IMPORTANT INFORMATION ABOUT THE PROPOSED TRANSACTION AND WHERE TO FIND IT

This communication does not constitute an offer to sell or the solicitation of an offer to buy any securities or a solicitation of any vote or approval. In connection with the proposed transaction, ICE intends to file with the SEC a registration statement on Form S-4, which will include a joint proxy statement/prospectus with respect to the proposed acquisition of NYSE Euronext. The final joint proxy statement/prospectus will be delivered to the stockholders of ICE and NYSE Euronext. INVESTORS AND SECURITY HOLDERS OF BOTH ICE AND NYSE EURONEXT ARE URGED TO READ THE JOINT PROXY STATEMENT/PROSPECTUS REGARDING THE PROPOSED TRANSACTION CAREFULLY AND IN ITS ENTIRETY, INCLUDING ANY DOCUMENTS


PREVIOUSLY FILED WITH THE SEC AND INCORPORATED BY REFERENCE INTO THE JOINT PROXY STATEMENT/PROSPECTUS, AS WELL AS ANY AMENDMENTS OR SUPPLEMENTS TO THOSE DOCUMENTS, WHEN IT BECOMES AVAILABLE BECAUSE IT WILL CONTAIN IMPORTANT INFORMATION REGARDING ICE, NYSE EURONEXT AND THE PROPOSED TRANSACTION. Investors and security holders will be able to obtain a free copy of the joint proxy statement/prospectus, as well as other filings containing information about ICE and NYSE Euronext, without charge, at the SEC’s website at http://www.sec.gov. Investors may also obtain these documents, without charge, from ICE’s website at http://www.theice.com and from NYSE Euronext’s website at http://www.nyx.com.

PARTICIPANTS IN THE MERGER SOLICITATION

ICE, NYSE Euronext and their respective directors, executive officers and other members of management and employees may be deemed to be participants in the solicitation of proxies in respect of the transactions contemplated by the Merger Agreement.

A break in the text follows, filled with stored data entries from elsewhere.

PR #169, opened 2026-07-27
Various fixes in `regression_builder`

willGraham01:
PR fixes a few issues with `regression_builder`, spotted after closer inspection of the document we're working from.

- The $v_y$ term should appear as $\sqrt{v_y}$.
  `regression_builder` works by transforming the argument $U_Y \sim \mathcal{N}(m_y, v_y)$ into $s \sim \mathcal{N}(0, 1)$.
  However, there is a typo in the document that says the appropriate transform is $s = (u_y - m_y) / v_y$, whereas it should in fact be $s = (u_y - m_y) / \sqrt{v_y}$.
- The user can now truncate the domain of integration in the `regression_builder` integral should they so wish (if, for example, they have a priori knowledge of where they expect the integrand to be concentrated).
- `jnp.dot` is explicitly called when computing $m_y$, where before it was not.
  This was resulting in element-wise broadcasting rather than the expected dot-product being performed when both $u$ and $m_y$ were vectors of compatible length.


samjmolyneux (commented):
Good spot on the dot product for element-wise multiplication. I completely missed that! 

Also, I'm guessing we'll want to add bounds for `build_causal_response_function` too.

I'm just getting a little confused on the bounds and it might just be because I have never learnt about quadrature or monte-carlo stuff in detail. 

Here is my current understanding, please correct me if I'm wrong:

So for the purposes of this comment, we can think of original expectation as a slightly more complicated version of this

```math
\mathbb{E}[Y]
=
\int_{-\infty}^{\infty}
f_Y(u_y)\,
p_{\mathcal{N}}(u_y;0,1)\,
\mathrm{d}u_y.
```

But if we then restrict the samples to $a < U_Y < b$, then surely the current `UWMCGQuad`
estimates 

```math
\mathbb{E}[Y \mid a < U_Y < b].
```
and not

```math
\int_a^b
f_Y(u_y)\,
p_{\mathcal{N}}(u_y;0,1)\,
\mathrm{d}u_y
```

But if we let

```math
Z_{a,b}
=
\Pr(a < U_Y < b)
```

Then we can get the integral across $[a,b]$ with

```math
\int_a^b
f_Y(u_y)\,
p_{\mathcal{N}}(u_y;0,1)\,
\mathrm{d}u_y
=
Z_{a,b}\,
\mathbb{E}[Y \mid a < U_Y < b].
```

So if we want to approximate the original full expectation by
ignoring the negligible tails the outside $[a,b]$, we would use

```math
\mathbb{E}[Y]
\approx
Z_{a,b}\,
\mathbb{E}[Y \mid a < U_Y < b],
```


So I suppose my questions about this are 

1. Have I understood this correctly?  
2. Do we want the conditional expectation or the integral between [a, b]?
3. If we want the `UWMCGQuad` to return integral, as it currently says it is doing, do we need to multiply the current output by $$Z_{a,b}$$

willGraham01:
> But if we then restrict the samples to a < U Y < b , then surely the current UWMCGQuad
estimates

Providing $a$ and $b$ to `UWMCGQuad` [results in drawing samples from a truncated normal](https://github.com/UCL/causalprog/blob/e40580fb24df4ee228c0072e9c80e150ebb3386d/src/causalprog/quadrature/monte_carlo.py#L66-L71) on $[a, b]$; so what it's doing is computing

```math
\mathbb{E}[f_Y(u, ...) \vert u \sim \mathrm{truncnorm}_{[a,b]}(0, 1)]
```

in all cases, and so we don't need any adjustment pre-factors in front of the integral. 

In general, the user providing $a$ and $b$ to restrict the domain of an integral they're estimating is effectively them saying that

```math
\int_{-\infty}^{\infty} f \approx \int_{a}^{b} f = \int_{-\infty}^{\infty} 1_{[a,b]} f
```

is a good approximation ($1_{[a,b]}$ is the indicator function on $[a,b]$). So in regards to the expectations above, by providing finite $a$ and/or $b$ we're saying that we belive

```math
\mathbb{E}[f] \approx \mathbb{E}[ 1_{[a,b]} f ].
```

Now in the particular case of Monte-Carlo integration (like `UWMCGQuad`), we rely on generating a suitable number of samples _within the domain of the integral_ to then approximate it. If the user requests 1000 samples, we could generate 1000 samples from the standard normal - no problem there. But if the user has _also_ said the above approximation is valid, we might have to throw say $n$ of these samples away since they're not within $[a,b]$. But then we have to re-generate those $n$ samples, of which we might find that $m$ are still outside $[a,b]$, and this cycle continues which doesn't make for nice code :sweat_smile: Conversely, we can't just use the original 1000 - $n$ samples we generated since if $[a,b]$ is _very tight_ we could feasibly generate only 1 or 2 valid sample points! Using `truncnorm` is just a shortcut to ensure we generate 1000 samples that are normally distributed and all lie within $[a,b]$ in one go.

samjmolyneux (commented):
Sorry to be a hassle, but I just still don't get it. 

Which part of my reasoning was wrong?

I agree with

> Providing $a$ and $b$ to `UWMCGQuad` results in drawing samples from a truncated normal on $[a,b]$; so what it's doing is computing
>
> ```math
> \mathbb{E}[f_Y(u,\ldots) \mid u \sim \mathrm{truncnorm}_{[a,b]}(0,1)]
> ```

But then don't currently agree that this follows: 
> so we don't need any adjustment pre-factors in front of the integral. 

Of course I agree with this following bit for normal integrable functions

>In general, the user providing $a$ and $b$ to restrict the domain of an integral they're >estimating is effectively them saying that
>
>```math
>\int_{-\infty}^{\infty} f \approx \int_{a}^{b} f = \int_{-\infty}^{\infty} 1_{[a,b]} f
>```
>
>is a good approximation ($1_{[a,b]}$ is the indicator function on $[a,b]$). So in regards to the expectations above, by providing finite $a$ and/or $b$ we're saying that we belive
>
>```math
>\mathbb{E}[f] \approx \mathbb{E}[ 1_{[a,b]} f ].
>```

But think the subtlety is that drawing from the truncated normal also changes the density.


Let

```math
Z_{a,b} = \mathbb{P}(a < U < b)
```

where $U \sim \mathcal{N}(0,1)$. The density of the corresponding truncated normal is

```math
q(u)
=
\frac{\phi(u)}{Z_{a,b}},
\quad a \lt u \lt b
```

where $\phi$ is the standard-normal density.

Therefore, an unweighted average over samples from the truncated normal estimates

```math
\mathbb{E}_{U \sim \mathrm{truncnorm}_{[a,b]}(0,1)}
[f_Y(U,\ldots)]
=
\int_a^b f_Y(u,\ldots)q(u)\,\mathrm{d}u
=
\frac{1}{Z_{a,b}}
\int_a^b f_Y(u,\ldots)\phi(u)\,\mathrm{d}u.
```

However, the restricted contribution to the original standard-normal expectation is

```math
\int_a^b f_Y(u,\ldots)\phi(u)\,\mathrm{d}u
=
\mathbb{E}
\left[
1_{[a,b]}(U)f_Y(U,\ldots)
\right].
```

Thus,

```math
\int_a^b f_Y(u,\ldots)\phi(u)\,\mathrm{d}u
=
Z_{a,b}
\mathbb{E}_{U \sim \mathrm{truncnorm}_{[a,b]}(0,1)}
[f_Y(U,\ldots)].
```

And there can be cases where

```math
\int_a^b f_Y(u,\ldots)\phi(u)\,\mathrm{d}u
\approx
\int_{-\infty}^{\infty} f_Y(u,\ldots)\phi(u)\,\mathrm{d}u
\qquad
Z_{a,b} \not\approx 1.
```

If I am obviously wrong and you don't want to waste any time writing out a formal explanation you can just save it for the stand up tomorrow.

willGraham01:
@samjmolyneux As we mentioned in the stand-up, you're right and I wasn't factoring in the change in density functional.

Have re-worked the two classes so they should now be consistent (IE, they should actually be doing what they claim to be doing!) but please double-check this now matches your expectations :sweat_smile:

Also added a couple of test cases to see how well the integrals are performing, and one test case that checks the two schemes are related by integrating $f$ in one of them is akin to integrating $f / p_N$ in the other.

src/causalprog/quadrature/monte_carlo.py
```diff
@@ -2,24 +2,34 @@
...
     $$
 
-    where $p_i\in[a,b]$ are $N$ samples drawn from a standard Gaussian.
+    where
+
+    - $T_{[a,b]}$ is the PDF of a truncated normal distribution on $[a,b]$ with mean 0
+        and variance 1,
+    - $x_i\in[a,b]$ are $N$ samples from the truncated normal distribution defined by
+        $T_{[a,b]}$,
+    - $P = \mathbb{P}[a < X < b \vert X \sim \mathcal{N}(0,1)]$.
```
samjmolyneux:
```suggestion
```

src/causalprog/quadrature/monte_carlo.py
```diff
@@ -51,26 +69,38 @@ def points_and_weights(
...
+    - $x_i\in[a,b]$ are $N$ samples from a truncated normal distribution on $[a,b]$,
+    - $P = \mathbb{P}[a < X < b \vert X \sim \mathcal{N}(0,1)]$.
 
-    This is effectively computing $\mathbb{E}[f(X)]$ when $X$ is distributed according
-    to a truncated normal on $[a, b]$ with mean 0 and standard deviation 1. As one
-    would expect, the above rule for integrating $f$ is identical to conducting standard
-    Monte-Carlo integration (with Gaussian importance sampling), but on the integrand
-    $F(x) = f(x)\mathcal{P}(x)$, where $\mathcal{P}$ is the PDF of a
-    (truncated to $[a, b]$) normal distribution.
+    When $a=-\infty$ and $b=\infy$, this effectively computes
```
samjmolyneux:
```suggestion
    When $a=-\infty$ and $b=\infty$, this effectively computes
```

samjmolyneux (approved):
I've checked the code and tests, they all look correct to me. 

Maybe I would be a little tempted to remove `test_uwmcgq_integration_formula`, although it's not harming anyone!

Issue #171, opened 2026-07-28
Documentation Tidy Up before end-of-ARC-involvement


willGraham01:
We should look to tidy up the documentation for the package before ARC's involvement ends. There are a number of things that we should look to do:

- [x] We should add Ricardo's document, outlining the problem that the package now focuses on, to the documentation build.
- [x] Add any examples that we have to the documentation, and possibly the `examples` directory.
- [ ] Add a "state-of-the-package" / next development steps page to record where we got to.
- [x] Add a "how to get started" page that explains the most common use case (setting up Ricardo's problem, explaining what the `compute` etc attributes of nodes are, going through the various builder functions, etc). #187

PR #172, opened 2026-07-28
Add ricardos document to the docs build

willGraham01:
Concerns #171 |

Does what the title says - adds a page in the documentation that conveys the information in Ricardo's document concerning continuous treatment models.

For the diagram, I couldn't see a more elegant and relatively _short_ solution to adding both the `.svg` file and the corresponding `latex` source to the repo. 

Ideally we would hack into the `mkdocs` / GH-pages build to add a setup-step that rendered the latex source into `.svg` and then ran the build to avoid having to commit two files, but I felt like that was a rabbit hole I didn't want to go down here at least. But we can add it to #171 if we want to go this route later.


samjmolyneux (approved):
I think it will be easier for me to make a new branch to add my changes, will approve this pr and then make my changes in a second pr.

PR #174, opened 2026-07-29
Extract reused mlp test functions into fixtures 

### LINKED ISSUE #157: Tidying `mlp` Tests
A couple of purely code-organisational comments that aren't important enough to address in #152, but that we should look to address in the not-too-distant future.

### LINKED ISSUE #158: Moving `_helpers.py` into the `conftest` scope

### LINKED ISSUE #159: Making MLPs Noisy
`test_mlp_forward_pass_calls_layers_in_expected_order` (in `test_mlps.py`) essentially creates a function that tracks when each "part" of each layer in an MLP is called. We're likely going to want to use this in other integration tests, so it would be good to have a fixture that can do this.

To this end, we should add this as a "toggle" option in our `build_mlp` fixture (or specifically, to the `_build_mlp` inner function) to make the returned model "noisy":

```python
def _build_mlp(listener: list | None = None, **overrides):
    # Do what _build_mlp is doing already... but with
    model, state = mlp(**kwargs)

    if listener is not None:
        for block_index, block in enumerate(model.blocks):
            # We can probably do another inner loop here over the attributes,
            # but that's too complex to write off the top of my head in an issue
            block.linear = record_call(
                listener,
                f"block_{block_index}.linear",
                block.linear,
            )
            block.norm = record_call(
                listener,
                f"block_{block_index}.norm",
                block.norm,
            )
            block.activation = record_call(
                listener,
                f"block_{block_index}.activation",
                block.activation,
            )
            block.dropout = record_call(
                listener,
                f"block_{block_index}.dropout",
                block.dropout,
            )
        model.output_layer = record_call(
            listener,
            "output_layer",
            model.output_layer,
        )

    return model, state
```

The intended use case is then

```python
def my_test(build_mlp):
    listener = []

    # If we want a "noisy" MLP whose layer calls are tracked by the `listener` local variable
    model, state = build_mlp(listener, ...)
    # If we don't want anything noisy
    model, state = build_mlp(...)
```

Note that the `record_call` function, currently defined within `test_mlp_forward_pass_calls_layers_in_expected_order`, would also have to be moved out into `fixtures/mlps.py`. But it does not need to be a fixture itself (it can just be a function defined in the file).

samjmolyneux:
Closes #157
Closes #158
Closes #159

- extract `build_mlp(...)` from `tests.test_mlps._helpers.py` and put  it into `tests/fixtures/mlps.py`
- extract the call recording feature of `test_mlp_forward_pass_calls_layers_in_expected_order` into the `build_mlp` fixture. 
- test that the new `build_mlp` fixture produces the same mlp whether it records calls or not.  

I had to add `test_instrumented_mlp_matches_plain_mlp` along with the `_CallRecorder` `nnx.Module` because the original version was affecting the models ability to traverse the graph and thus merge and split correctly because it no longer recognised the orignal wrapped functions as `nnx.Modules` to be optimised.


tests/fixtures/mlps.py
```diff
@@ -0,0 +1,171 @@
...
+) -> Callable[..., Any]:
+    """Wrap a callable while preserving its static/data status."""
+    if isinstance(fn, nnx.Module):
+        return _CallRecorder(listener, name, fn)
+
+    def wrapped(*args: Any, **kwargs: Any) -> Any:
+        listener.append(name)
+        return fn(*args, **kwargs)
+
+    return wrapped
```
willGraham01, line 65: So we need both `_CallRecorder` class and the `wrapped` fall-back because some blocks have multiple callables in them (which we want to monitor), whereas the `output_layer` is itself a `nnx.Module` that is only directly called?

Tad annoying that we have to have two things that look like they do similar things, but I guess it can't be helped if that's the case (unless we want meta-decorators, but the answer to that is almost always no 😅 )

tests/fixtures/mlps.py
```diff
@@ -0,0 +1,171 @@
...
+
+@pytest.fixture
+def build_mlp() -> Callable[..., tuple[FunctionalMLP, nnx.State]]:
+    """Return a builder for an MLP with standard test defaults."""
+    default_kwargs = {
+        "input_dim": 3,
+        "output_dim": 2,
+        "hidden_layers": 3,
+        "hidden_units": 8,
+    }
```
willGraham01, line 76:
```suggestion
@pytest.fixture
def default_mlp_kwargs() -> dict[str, int]:
    """Default kwargs for building MLPs in tests."""
    return {
        "input_dim": 3,
        "output_dim": 2,
        "hidden_layers": 3,
        "hidden_units": 8,
    }

@pytest.fixture
def build_mlp(default_mlp_kwargs: dict[str, int]) -> Callable[..., tuple[FunctionalMLP, nnx.State]]:
    """Return a builder for an MLP with standard test defaults."""
```

This should be equivalent to what you've got, but also expose the `default_mlp_kwargs` as a fixture too that we can fetch / check against in tests (there might be a few cases where we want these values for some reason, so just future-proofing).

tests/test_mlps/test_mlp_fixtures.py
willGraham01, line 1: 👍 some good future-proofing 😁

willGraham01 (approved):
Great stuff.

I don't know what you think / have already considered regarding my `_CallRecorder` and `_make_call_recorder` comment and possible alternatives. But if there isn't anything that would be easy-to-implement that's already jumped to your mind (I can't think of anything particularly simple to get around this off-the-top-of-my-head) feel free to disregard that comment.

tests/fixtures/mlps.py
samjmolyneux: > EDIT: I think some of the explanation below may be wrong. 
>
> EDIT 2: So what I said below actually isn't entirely incorrect. Parameterised layers do need to be wrapped in `nnx.Module` for the reason I have written below. But it's important also that any layer that contains state information is also an `nnx.Module`. So `nnx.Dropout` isn't parameterised, but it does contain state information about the mlp which must be found during graph traversal and so we must wrap it in the `nnx.Module` also. Basically anything that is an `nnx.Module` originally probably has some reason for being one and thus we need to maintain it. 

Apologies, I should have written a more detailed comment.

So in order to be able to split, merge and train properly, the layers that are parameterised need to be `nnx.Module`s. So for `nnx.Linear`, `nnx.Dropout` and some of the norms we need to wrap them in an `nnx.Module` so the traversal can find the parameters. 

But, we don't want to wrap the non-parameterised layers in `nnx.Module` because flax throws an error that there are no parameters. The activation function is not parameterised and the norm sometimes isn't. 

So we check if the original layer is an `nnx.Module` to know if it's parameterised. If it is we wrap our new logging layer version in the `nnx.Module`.

samjmolyneux:
I've added docstrings to `_make_call_recorder` and `_CallRecorder`. 

Will merge if you are happy with them.

willGraham01 (approved):
Yep all looks good - merge when ready 👍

You can find information about ICE and ICE’s directors and executive officers in ICE’s Annual Report on Form 10-K for the year ended December 31, 2011, as filed with the SEC on February 8, 2012, and ICE’s proxy statement for its 2012 annual meeting of stockholders, as filed with the SEC on March 30, 2012.

You can find information about NYSE Euronext and NYSE Euronext’s directors and executive officers in NYSE Euronext’s Annual Report on Form 10-K for the year ended December 31, 2011, as filed with the SEC on February 29, 2012, and NYSE Euronext’s proxy statement for its 2012 annual meeting of stockholders, filed with the SEC on March 26, 2012.

Additional information about the interests of potential participants will be included in the joint proxy statement/prospectuses, when it becomes available, and the other relevant documents filed by ICE and NYSE Euronext with the SEC.